Stored data entries

PR #3680, opened 2024-08-23
feat(shwap/store): Add q4 trimming support in store

walldiss:


store/metrics.go
```diff
@@ -130,15 +138,27 @@ func (m *metrics) observeHas(ctx context.Context, dur time.Duration, failed bool
 		attribute.Bool(failedKey, failed)))
 }
 
-func (m *metrics) observeRemove(ctx context.Context, dur time.Duration, failed bool) {
+func (m *metrics) observeRemoveAll(ctx context.Context, dur time.Duration, failed bool) {
+	if m == nil {
+		return
+	}
+	if ctx.Err() != nil {
+		ctx = context.Background()
```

◆ **Prompt**
Starting from the first line above, copy the data through to the last line exactly.

◆ **Reply**
PR #3680, opened 2024-08-23
feat(shwap/store): Add q4 trimming support in store

walldiss:


store/metrics.go
```diff
@@ -130,15 +138,27 @@ func (m *metrics) observeHas(ctx context.Context, dur time.Duration, failed bool
 		attribute.Bool(failedKey, failed)))
 }
 
-func (m *metrics) observeRemove(ctx context.Context, dur time.Duration, failed bool) {
+func (m *metrics) observeRemoveAll(ctx context.Context, dur time.Duration, failed bool) {
+	if m == nil {
+		return
+	}
+	if ctx.Err() != nil {
+		ctx = context.Background()
```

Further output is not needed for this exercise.